DATASET EXTRACT:
Issue #2260, opened 2022-09-14
Outputs that are larger than 2 MB do not work with `share=True`


MrNeon:
### Describe the bug

When using the shared tunneled link I get this error when receiving outputs that are around 2MB or larger.

Error in Chrome: net::ERR_HTTP2_PROTOCOL_ERROR 200
![Screenshot_20220914_140154](https://user-images.githubusercontent.com/7870061/190165237-fb1bd7eb-5f09-44a3-8230-27e2458560b3.png)

Firefox errors too but without any code, just an uncaught exception.

 When using localhost or using ngrok to tunnel the connection the issue never happens.

### Is there an existing issue for this?

- [X] I have searched the existing issues

### Reproduction

```python
import numpy as np
import gradio as gr
from PIL import Image

im = Image.open("test_image_over_2MB.png")

def get_image():
    return im

with gr.Blocks() as demo:
    image_output = gr.Image()
    image_button = gr.Button("Get")
    image_button.click(get_image, inputs=None, outputs=image_output)

demo.launch(share=True, debug=True)
```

TASK BRIEF:
Look above for the line containing "### Describe the bug" and the line containing "### Is there an existing issue for this?". Transcribe both, with the lines between them, exactly.

RESPONSE TO THE EXERCISE:
### Describe the bug

When using the shared tunneled link I get this error when receiving outputs that are around 2MB or larger.

Error in Chrome: net::ERR_HTTP2_PROTOCOL_ERROR 200
![Screenshot_20220914_140154](https://user-images.githubusercontent.com/7870061/190165237-fb1bd7eb-5f09-44a3-8230-27e2458560b3.png)

Firefox errors too but without any code, just an uncaught exception.

 When using localhost or using ngrok to tunnel the connection the issue never happens.

### Is there an existing issue for this?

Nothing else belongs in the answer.